I used to think I was an extrovert because of how easily I open up to people, make friends, and the sense of connection and community I cultivate but I never marked the way I feel irritable and exhausted after and how resistant I feel until I have time to recover. As I get older that exhaustion seems to set in earlier and earlier.

My desire to be alone confuses me and conflicts with my desire to be with people. It confuses my interest in people. I think I’d like to live outside of society, and simply observe for a time all the things people do and try to work out why.

By understanding others, perhaps I could understand myself a little more. I’ve been a person for just over 37 years now and I still have little idea of what that means. I’m sure by the time I work out even an inkling of an answer my lifespan will be near its expected end.

Existence is a long series of strange and confounding paradoxes.

115 // Digital Spring Cleaning

Hard start to the morning, but no one expects any easier on a Monday morning. I managed to will myself out of bed with my alarm, so I’m off to a good start, but poor quality sleep, general aches and pains, and a growing sense of overwhelm have depleted me before I could begin.

Today I am grateful for the mental and physical stimulation found in a big cup of strong cold brew coffee.

I have a few projects in the process for the morning, meetings through midday, and an afternoon I’m hoping to keep to myself. The schedule is light this week, but with us entering the last stretch of the school year, I have serious doubts it will stay that way.

I’m getting better at making use of the moments in between tasks and time spent waiting for the next event to begin. This is time to jot a few notes, write a paragraph, read a page or two, or even step outside for a short walk, though we aren’t having the best weather for it today. Still, the rest of the week is looking warmer and there’s no doubt my sour mood will sweeten in the sun.

Over the weekend, I accidentally broke my blog trying out a new theme. At first, I panicked. I cannot count the hours I put into making this place just right, but after poking around and trying to put things back the way they were, I realized this may have been the reset I needed and the perfect start to my digital spring cleaning.
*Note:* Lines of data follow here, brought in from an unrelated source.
PR #329, opened 2018-08-31
netkvm and viostor: Proper do with enable msi.

jackli577:
1: netkvm:  when qemu enable 8 queue (msi count is 17), nPathBundles is 2, qemu send msi large than 6, will result os crash.
2: viostor: same to netkvm,  vcpu 4, qemu hard queue 2, viostor  num_queues will be 1,  send msi 3 will result adpater->dpc null, os crash

### DIFF
--- a/NetKVM/wlh/ParaNdis6-Impl.cpp
+++ b/NetKVM/wlh/ParaNdis6-Impl.cpp
@@ -262,7 +262,11 @@ static CParaNdisAbstractPath *GetPathByMessageId(PARANDIS_ADAPTER *pContext, ULO
     CParaNdisAbstractPath *path = NULL;
 
     UINT bundleId = MessageId / 2;
-    if (pContext->CXPath.getMessageIndex() == MessageId)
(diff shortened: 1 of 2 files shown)


sameehj:
The commit looks good to me, if I'm not mistaken this is a known issue in Qemu/KVM where less vectors get assigned than requested. @YanVugenfirer should be able to tell.

I am not familiar with the viostorage code, vadim can you confirm that this commit resolves the issue? @vrozenfe

One comment though, I think it is better too separate the commits and have one to each driver.

Thanks!

vrozenfe:
Hi  jackli577,
Thanks a lot for your patch

Is it reproducible on upstream qemu or can you share the relevant crashdump?
Can you pass "Verify driver support for Hot-Add CPU" test if the above patch applied?

Thanks,
Vadim.

jackli577:
@sameehj
if I'm not mistaken this is a known issue in Qemu/KVM where less vectors get assigned than requested

yes, because netkvm will ues hardqueue, vcpu and vector to get npathbundle.

if need i will to separate the commits and have one to each driver.

PR #332, opened 2018-09-17
netkvm: fix compilation problem without WPP

ybendito:
Use FIELD_OFFSET instead of offsetof


sameehj:
Just for the sake of writing history, the compiler gave the following error when compiling without WPP enable:

Severity	Code	Description	Project	File	Line	Suppression State
Error C3861 'offsetof': identifier not found	NetKVM-VS2015	E:\temp\sameeh\kvm-guest-drivers-windows\NetKVM\Common\ParaNdis-Common.cpp	573	

So the offset macro wasn't defined when WPP is disabled.

PR #338, opened 2018-10-12
netkvm: Calculate number of coalesced segments correctly

ybendito:
When the driver receives GRO coalesced packet from the device
it provides number of coalesced segments to the OS.
The estimation was not correct:
There was an assumption that segments always have MTU size,
  when this happens only by default. Certification tests and
  networking tools can control that (example is -M option of iperf)
Even in this case the calculation was wrong, it did not take
  in account that default MSS is smaller than default MTU.
Current commit corrects the calculation.

### DIFF
--- a/NetKVM/wlh/ParaNdis6-Impl.cpp
+++ b/NetKVM/wlh/ParaNdis6-Impl.cpp
@@ -846,11 +846,29 @@ VOID NBLSet8021QInfo(PPARANDIS_ADAPTER pContext, PNET_BUFFER_LIST pNBL, PNET_PAC
 
 #if PARANDIS_SUPPORT_RSC
 static __inline
-UINT PktGetTCPCoalescedSegmentsCount(PNET_PACKET_INFO PacketInfo, UINT nMaxTCPPayloadSize)
+UINT PktGetTCPCoalescedSegmentsCount(PPARANDIS_ADAPTER pContext,
+                                     PNET_PACKET_INFO PacketInfo,
+                                     UINT mss)
 {
-    // We have no corresponding data, following is a simulation
-    return PacketInfo->L2PayloadLen / nMaxTCPPayloadSize +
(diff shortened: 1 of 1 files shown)


NetKVM/wlh/ParaNdis6-Impl.cpp
```diff
@@ -923,9 +941,10 @@ tPacketIndicationType ParaNdis_PrepareReceivedPacket(
 #if PARANDIS_SUPPORT_RSC
             if (!(pContext->RSC.bIPv4SupportedQEMU || pContext->RSC.bIPv6SupportedQEMU) && (pHeader->hdr.gso_type != VIRTIO_NET_HDR_GSO_NONE))
             {
-                *pnCoalescedSegmentsCount = PktGetTCPCoalescedSegmentsCount(pPacketInfo, pContext->MaxPacketSize.nMaxDataSize);
+                *pnCoalescedSegmentsCount = PktGetTCPCoalescedSegmentsCount(pContext, pPacketInfo, pHeader->hdr.gso_size);
                 NBLSetRSCInfo(pContext, pNBL, pPacketInfo, *pnCoalescedSegmentsCount, 0);
-                DPrintf(1, "RSC host packet, datalen %d, GSO type %d\n", pPacketInfo->dataLength, pHeader->hdr.gso_type);
+                DPrintf(1, "RSC host packet, datalen %d, GSO type %d, mss %d, %d segments\n",
```
YanVugenfirer: Maybe it is a good idea to have an additional patch that raises the level for this print. After it will be printed for each packet.

ybendito: Currently the concept of logging is that in default logging level we print mainly logging of initialization and shutdown, during the connection there are no printouts. If we raise this print, we'll have a lot of such printouts on each file download. This is what I did during debugging and  this created a log of 500 MB in a minute.

PR #343, opened 2018-10-28
Unplug

ybendito:
This series of commits solves https://bugzilla.redhat.com/show_bug.cgi?id=1517107
In case of device hot unplug some packets may be in TX queue and must be returned to NDIS, otherwise device removal will not be completed.


ybendito:
The comment is correct, such a way it will be one patch less. More inputs?

YanVugenfirer:
Please proceed with Sameeh comment.

ybendito:
The PR updated

YanVugenfirer:
Thanks!

Waiting for CI to Run.

PR #352, opened 2018-12-05
This patch enables the CX path to send and receive more than one buffer in the CX path

sameehj:
The Control Queue can handle as much buffers as we want to, currently we
only support 2 buffers from the driver and both of them are from the
driver to the device.

This patch is not currently needed but should be required in the future for implemented RSS offload feature/ steering mode implementation.


YanVugenfirer:
We are going to pack everything that is needed for RSS\virtio into one message

PR #357, opened 2018-12-16
Test Certificate: Create a new test certificate

sameehj:
The old certificate has expired, this commit drops the old one and adds a
new one.

The new certificate automatically adds itself to the Trusted Root
Certificate Authorities store.

The certificate was created using the
following command line:

makecert -r -pe -ss root -n CN="Virto test certificate" VirtIOTestCert.cer

This commit also drops the pfx file which is not needed.


20lives:
**Tools/signAll.bat** script runs this command `signtool.exe sign /f %~dp0\VirtIOTestCert.pfx file` to sign all the cat and sys files with the signature.

PR #358, opened 2018-12-17
virtio-blk: set slot number to vpd

zhouwjfi:
Since virtio disks' vpds are same in pre-win10 os, different virtio disks have same
unique id. It affects some apps' behavior.

Signed-off-by: Zhou Wenjian <zhouwj.fi@gmail.com>


vrozenfe:
merged into master

Thank you.
Vadim.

When I reactivated the old theme, all the widgets in the sidebar were gone along with the custom CSS settings. I tried to rebuild them but with WordPress’s move to block editing, many of my old widgets and settings are no longer available in the form I added them in so many years ago. But, you know what? I never really needed all that, anyway. From now on, I’m going to keep it simple on the homepage but refine and expand my use of pages, tags, and categories.

My dream is to create a place in constant flux, a place with surprises, but I fear this theme, and perhaps even this platform is not conducive to that sort of digital growth. I can’t say what that means, but only ask that you bear with me through changes great and small.